Scan the material and copy out each line where the word "tests" occurs.

## Extracted data:
****

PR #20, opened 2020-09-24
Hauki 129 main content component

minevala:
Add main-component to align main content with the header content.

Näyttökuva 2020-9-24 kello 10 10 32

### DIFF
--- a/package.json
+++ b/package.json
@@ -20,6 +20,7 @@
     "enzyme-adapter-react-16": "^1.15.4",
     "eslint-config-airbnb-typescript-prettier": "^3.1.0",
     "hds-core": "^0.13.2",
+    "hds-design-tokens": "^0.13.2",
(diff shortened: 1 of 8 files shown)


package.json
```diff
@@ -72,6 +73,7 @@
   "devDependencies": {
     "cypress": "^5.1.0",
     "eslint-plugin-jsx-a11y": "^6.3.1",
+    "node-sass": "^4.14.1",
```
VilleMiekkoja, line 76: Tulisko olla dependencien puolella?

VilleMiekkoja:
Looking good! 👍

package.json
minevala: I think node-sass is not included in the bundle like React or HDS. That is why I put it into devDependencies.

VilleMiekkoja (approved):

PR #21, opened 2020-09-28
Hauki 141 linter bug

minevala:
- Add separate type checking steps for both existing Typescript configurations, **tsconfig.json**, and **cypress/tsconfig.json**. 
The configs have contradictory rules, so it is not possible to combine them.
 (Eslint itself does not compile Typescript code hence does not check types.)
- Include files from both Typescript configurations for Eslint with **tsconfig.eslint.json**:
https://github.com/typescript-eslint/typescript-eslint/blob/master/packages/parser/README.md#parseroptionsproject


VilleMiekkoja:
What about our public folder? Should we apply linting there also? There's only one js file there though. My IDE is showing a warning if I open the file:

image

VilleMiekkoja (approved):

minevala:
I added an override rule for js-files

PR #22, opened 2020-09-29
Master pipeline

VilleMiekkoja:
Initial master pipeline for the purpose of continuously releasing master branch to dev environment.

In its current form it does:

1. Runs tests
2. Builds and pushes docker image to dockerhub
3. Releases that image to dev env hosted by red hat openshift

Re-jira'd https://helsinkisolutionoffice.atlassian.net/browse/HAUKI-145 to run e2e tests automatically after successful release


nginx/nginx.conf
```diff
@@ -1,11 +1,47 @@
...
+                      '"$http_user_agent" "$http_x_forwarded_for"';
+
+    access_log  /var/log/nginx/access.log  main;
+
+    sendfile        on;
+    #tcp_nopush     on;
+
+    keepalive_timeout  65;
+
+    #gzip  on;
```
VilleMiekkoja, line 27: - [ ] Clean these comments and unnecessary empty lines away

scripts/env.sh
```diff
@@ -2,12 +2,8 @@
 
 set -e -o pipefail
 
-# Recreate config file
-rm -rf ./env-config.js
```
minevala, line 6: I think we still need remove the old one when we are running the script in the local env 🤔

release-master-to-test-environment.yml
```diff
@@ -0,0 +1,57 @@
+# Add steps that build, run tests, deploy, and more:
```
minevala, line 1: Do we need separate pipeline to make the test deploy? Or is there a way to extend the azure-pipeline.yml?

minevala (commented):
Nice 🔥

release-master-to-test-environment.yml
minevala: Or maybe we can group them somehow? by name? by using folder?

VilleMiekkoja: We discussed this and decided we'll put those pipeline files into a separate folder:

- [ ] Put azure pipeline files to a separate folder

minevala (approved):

****

## Solution to this exercise:
1. Runs tests
Re-jira'd https://helsinkisolutionoffice.atlassian.net/browse/HAUKI-145 to run e2e tests automatically after successful release
+# Add steps that build, run tests, deploy, and more:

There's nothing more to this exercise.